_PROBLEM TO WORK ON_
Gather each line of the entries below that includes "bounds".
*****
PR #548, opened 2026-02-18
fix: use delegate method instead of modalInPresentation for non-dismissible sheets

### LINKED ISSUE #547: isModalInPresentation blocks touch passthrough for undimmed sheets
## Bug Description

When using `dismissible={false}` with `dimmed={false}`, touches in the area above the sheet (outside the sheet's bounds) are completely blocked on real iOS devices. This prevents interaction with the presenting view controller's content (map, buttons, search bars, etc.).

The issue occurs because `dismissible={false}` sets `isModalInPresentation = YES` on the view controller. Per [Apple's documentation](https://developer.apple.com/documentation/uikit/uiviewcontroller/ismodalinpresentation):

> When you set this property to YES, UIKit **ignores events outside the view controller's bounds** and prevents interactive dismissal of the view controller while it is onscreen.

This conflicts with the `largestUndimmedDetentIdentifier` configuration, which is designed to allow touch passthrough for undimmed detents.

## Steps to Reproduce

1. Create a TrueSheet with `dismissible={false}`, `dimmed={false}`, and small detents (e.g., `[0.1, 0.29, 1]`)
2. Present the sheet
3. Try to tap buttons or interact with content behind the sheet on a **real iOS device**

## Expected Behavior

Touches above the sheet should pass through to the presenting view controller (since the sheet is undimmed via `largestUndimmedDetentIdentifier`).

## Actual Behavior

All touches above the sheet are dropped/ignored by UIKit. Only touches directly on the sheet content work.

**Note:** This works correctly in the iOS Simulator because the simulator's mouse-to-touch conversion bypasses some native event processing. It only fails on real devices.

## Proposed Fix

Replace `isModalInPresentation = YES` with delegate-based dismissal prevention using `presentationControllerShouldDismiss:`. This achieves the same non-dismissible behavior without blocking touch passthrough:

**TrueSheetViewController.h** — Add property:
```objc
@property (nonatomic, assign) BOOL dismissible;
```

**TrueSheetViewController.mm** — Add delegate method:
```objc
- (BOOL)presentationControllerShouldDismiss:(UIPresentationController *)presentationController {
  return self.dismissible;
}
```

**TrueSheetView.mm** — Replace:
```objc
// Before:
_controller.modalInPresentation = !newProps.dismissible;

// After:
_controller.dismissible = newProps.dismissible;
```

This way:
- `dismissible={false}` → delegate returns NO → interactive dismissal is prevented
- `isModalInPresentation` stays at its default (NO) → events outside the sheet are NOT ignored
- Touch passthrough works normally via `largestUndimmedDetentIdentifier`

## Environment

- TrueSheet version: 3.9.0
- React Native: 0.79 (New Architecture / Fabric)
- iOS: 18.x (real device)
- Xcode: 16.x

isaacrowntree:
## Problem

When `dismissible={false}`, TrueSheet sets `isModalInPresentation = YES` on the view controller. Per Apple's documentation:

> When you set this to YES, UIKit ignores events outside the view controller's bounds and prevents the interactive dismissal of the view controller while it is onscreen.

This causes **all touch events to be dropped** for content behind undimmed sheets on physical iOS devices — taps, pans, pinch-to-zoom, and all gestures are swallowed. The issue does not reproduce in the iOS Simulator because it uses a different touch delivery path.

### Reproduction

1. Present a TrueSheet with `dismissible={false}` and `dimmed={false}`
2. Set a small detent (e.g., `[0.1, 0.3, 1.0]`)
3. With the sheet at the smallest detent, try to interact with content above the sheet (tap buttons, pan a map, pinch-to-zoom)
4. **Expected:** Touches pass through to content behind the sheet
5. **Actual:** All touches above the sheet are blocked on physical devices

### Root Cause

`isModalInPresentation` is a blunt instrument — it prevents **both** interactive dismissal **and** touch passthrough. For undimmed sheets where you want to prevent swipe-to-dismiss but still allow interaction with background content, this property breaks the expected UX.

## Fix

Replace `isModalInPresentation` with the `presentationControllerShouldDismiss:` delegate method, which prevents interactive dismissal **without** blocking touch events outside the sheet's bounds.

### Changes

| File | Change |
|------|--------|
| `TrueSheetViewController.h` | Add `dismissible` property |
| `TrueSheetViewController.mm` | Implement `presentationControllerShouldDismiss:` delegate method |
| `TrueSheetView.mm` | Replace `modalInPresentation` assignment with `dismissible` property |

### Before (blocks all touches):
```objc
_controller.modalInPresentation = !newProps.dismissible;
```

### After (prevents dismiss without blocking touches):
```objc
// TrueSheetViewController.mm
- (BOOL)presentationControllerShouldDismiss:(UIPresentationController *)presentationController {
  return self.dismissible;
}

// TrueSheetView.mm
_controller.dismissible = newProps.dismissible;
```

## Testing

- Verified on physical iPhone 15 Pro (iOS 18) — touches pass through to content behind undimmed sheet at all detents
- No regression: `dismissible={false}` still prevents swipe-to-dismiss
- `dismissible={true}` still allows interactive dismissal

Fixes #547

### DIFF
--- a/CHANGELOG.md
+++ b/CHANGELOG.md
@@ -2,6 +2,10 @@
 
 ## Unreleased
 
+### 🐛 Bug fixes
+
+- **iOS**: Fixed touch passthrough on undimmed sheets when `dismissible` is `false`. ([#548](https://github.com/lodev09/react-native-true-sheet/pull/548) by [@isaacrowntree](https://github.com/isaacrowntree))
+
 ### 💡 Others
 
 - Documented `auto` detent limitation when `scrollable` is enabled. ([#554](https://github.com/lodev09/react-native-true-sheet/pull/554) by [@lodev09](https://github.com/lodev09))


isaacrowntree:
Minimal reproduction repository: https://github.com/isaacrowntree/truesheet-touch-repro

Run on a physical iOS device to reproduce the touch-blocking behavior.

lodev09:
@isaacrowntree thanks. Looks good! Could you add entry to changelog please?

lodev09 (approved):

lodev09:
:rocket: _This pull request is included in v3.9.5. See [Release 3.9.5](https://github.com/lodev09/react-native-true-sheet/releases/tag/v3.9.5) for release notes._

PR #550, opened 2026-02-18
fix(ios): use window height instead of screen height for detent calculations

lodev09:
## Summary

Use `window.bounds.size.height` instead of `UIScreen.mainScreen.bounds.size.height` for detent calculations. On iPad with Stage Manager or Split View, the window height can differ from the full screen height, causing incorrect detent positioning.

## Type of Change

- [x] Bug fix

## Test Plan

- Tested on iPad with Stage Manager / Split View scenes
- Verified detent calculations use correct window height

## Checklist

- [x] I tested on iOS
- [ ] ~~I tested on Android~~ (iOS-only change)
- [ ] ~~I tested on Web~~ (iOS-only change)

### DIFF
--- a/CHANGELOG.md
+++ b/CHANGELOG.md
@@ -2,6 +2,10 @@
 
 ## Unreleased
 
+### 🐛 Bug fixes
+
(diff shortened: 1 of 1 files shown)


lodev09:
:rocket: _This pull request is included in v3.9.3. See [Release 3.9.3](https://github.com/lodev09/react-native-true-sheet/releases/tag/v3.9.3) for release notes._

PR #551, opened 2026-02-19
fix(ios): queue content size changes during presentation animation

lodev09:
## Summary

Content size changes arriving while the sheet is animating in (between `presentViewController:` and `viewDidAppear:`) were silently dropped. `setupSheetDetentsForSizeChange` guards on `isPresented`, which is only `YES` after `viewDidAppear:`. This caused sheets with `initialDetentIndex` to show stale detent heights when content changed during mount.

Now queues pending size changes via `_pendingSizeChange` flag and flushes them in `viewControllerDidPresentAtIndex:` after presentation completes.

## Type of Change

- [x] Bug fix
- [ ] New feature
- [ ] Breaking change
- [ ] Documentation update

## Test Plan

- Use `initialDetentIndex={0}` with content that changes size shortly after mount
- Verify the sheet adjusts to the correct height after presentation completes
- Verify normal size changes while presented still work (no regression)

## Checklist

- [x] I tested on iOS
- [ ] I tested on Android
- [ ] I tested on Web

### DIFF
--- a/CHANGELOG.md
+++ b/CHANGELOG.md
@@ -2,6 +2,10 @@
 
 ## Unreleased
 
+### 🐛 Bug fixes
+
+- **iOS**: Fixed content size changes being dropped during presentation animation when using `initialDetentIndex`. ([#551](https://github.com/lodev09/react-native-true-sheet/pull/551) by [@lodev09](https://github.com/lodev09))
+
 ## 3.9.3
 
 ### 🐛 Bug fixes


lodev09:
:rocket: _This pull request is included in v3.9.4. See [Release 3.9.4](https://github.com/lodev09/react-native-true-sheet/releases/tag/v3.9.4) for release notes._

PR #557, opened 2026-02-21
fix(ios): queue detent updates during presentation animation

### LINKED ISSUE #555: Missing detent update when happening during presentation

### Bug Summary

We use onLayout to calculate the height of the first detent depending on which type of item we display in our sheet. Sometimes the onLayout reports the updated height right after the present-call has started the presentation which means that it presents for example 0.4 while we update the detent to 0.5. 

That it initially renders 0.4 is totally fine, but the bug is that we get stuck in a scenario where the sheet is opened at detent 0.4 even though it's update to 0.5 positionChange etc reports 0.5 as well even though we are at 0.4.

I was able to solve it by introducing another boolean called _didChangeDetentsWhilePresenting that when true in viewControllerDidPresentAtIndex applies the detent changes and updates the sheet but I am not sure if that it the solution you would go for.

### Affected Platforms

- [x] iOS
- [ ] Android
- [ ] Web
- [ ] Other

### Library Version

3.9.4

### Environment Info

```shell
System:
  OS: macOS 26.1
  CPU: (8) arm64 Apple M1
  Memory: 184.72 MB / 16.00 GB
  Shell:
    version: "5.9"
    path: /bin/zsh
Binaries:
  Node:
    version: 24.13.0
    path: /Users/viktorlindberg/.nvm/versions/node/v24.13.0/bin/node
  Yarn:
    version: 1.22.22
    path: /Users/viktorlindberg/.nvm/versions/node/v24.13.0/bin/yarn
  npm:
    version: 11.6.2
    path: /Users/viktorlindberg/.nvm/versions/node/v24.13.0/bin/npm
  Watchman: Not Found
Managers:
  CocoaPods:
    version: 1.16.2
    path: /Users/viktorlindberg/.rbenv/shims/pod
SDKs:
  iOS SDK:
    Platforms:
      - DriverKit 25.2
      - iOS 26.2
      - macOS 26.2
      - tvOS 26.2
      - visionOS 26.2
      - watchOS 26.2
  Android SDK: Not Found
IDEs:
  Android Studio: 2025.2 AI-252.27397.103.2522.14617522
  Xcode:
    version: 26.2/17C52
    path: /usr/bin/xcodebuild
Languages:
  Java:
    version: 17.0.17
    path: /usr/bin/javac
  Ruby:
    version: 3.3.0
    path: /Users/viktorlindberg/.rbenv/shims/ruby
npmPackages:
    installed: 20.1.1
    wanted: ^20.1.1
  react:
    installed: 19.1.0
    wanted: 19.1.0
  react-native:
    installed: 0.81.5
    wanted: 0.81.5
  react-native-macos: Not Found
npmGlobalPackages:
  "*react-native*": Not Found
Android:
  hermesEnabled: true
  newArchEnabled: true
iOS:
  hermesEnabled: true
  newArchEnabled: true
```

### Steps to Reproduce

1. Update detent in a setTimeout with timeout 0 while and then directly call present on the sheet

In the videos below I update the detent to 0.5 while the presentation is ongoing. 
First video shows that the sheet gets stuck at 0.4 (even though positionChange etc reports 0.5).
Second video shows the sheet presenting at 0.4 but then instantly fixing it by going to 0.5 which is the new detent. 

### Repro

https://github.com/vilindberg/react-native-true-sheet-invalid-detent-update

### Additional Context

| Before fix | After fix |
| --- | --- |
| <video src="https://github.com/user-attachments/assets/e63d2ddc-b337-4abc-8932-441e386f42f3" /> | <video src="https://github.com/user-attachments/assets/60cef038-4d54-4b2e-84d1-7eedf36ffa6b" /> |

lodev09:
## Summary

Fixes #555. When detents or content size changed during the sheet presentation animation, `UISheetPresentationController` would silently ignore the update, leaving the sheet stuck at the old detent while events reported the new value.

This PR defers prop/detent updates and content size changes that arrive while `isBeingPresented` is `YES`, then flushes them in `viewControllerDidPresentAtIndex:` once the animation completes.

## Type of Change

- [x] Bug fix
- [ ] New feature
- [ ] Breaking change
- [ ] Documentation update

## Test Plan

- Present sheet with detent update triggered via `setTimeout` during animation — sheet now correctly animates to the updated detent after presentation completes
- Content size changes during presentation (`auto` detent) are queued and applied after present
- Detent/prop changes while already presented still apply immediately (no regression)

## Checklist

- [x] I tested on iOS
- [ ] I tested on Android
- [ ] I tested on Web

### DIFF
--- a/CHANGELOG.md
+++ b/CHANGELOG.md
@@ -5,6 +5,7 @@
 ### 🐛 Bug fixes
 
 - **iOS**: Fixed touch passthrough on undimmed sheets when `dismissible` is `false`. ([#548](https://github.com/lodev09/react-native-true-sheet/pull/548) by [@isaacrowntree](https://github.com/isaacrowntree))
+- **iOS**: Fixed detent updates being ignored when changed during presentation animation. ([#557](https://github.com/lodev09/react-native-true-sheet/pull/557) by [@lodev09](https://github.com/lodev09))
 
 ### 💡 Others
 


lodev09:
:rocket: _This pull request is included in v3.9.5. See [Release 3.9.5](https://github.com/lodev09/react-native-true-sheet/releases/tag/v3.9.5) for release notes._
*****
_TASK ANSWER_
When using `dismissible={false}` with `dimmed={false}`, touches in the area above the sheet (outside the sheet's bounds) are completely blocked on real iOS devices. This prevents interaction with the presenting view controller's content (map, buttons, search bars, etc.).
> When you set this property to YES, UIKit **ignores events outside the view controller's bounds** and prevents interactive dismissal of the view controller while it is onscreen.
> When you set this to YES, UIKit ignores events outside the view controller's bounds and prevents the interactive dismissal of the view controller while it is onscreen.
Replace `isModalInPresentation` with the `presentationControllerShouldDismiss:` delegate method, which prevents interactive dismissal **without** blocking touch events outside the sheet's bounds.
Use `window.bounds.size.height` instead of `UIScreen.mainScreen.bounds.size.height` for detent calculations. On iPad with Stage Manager or Split View, the window height can differ from the full screen height, causing incorrect detent positioning.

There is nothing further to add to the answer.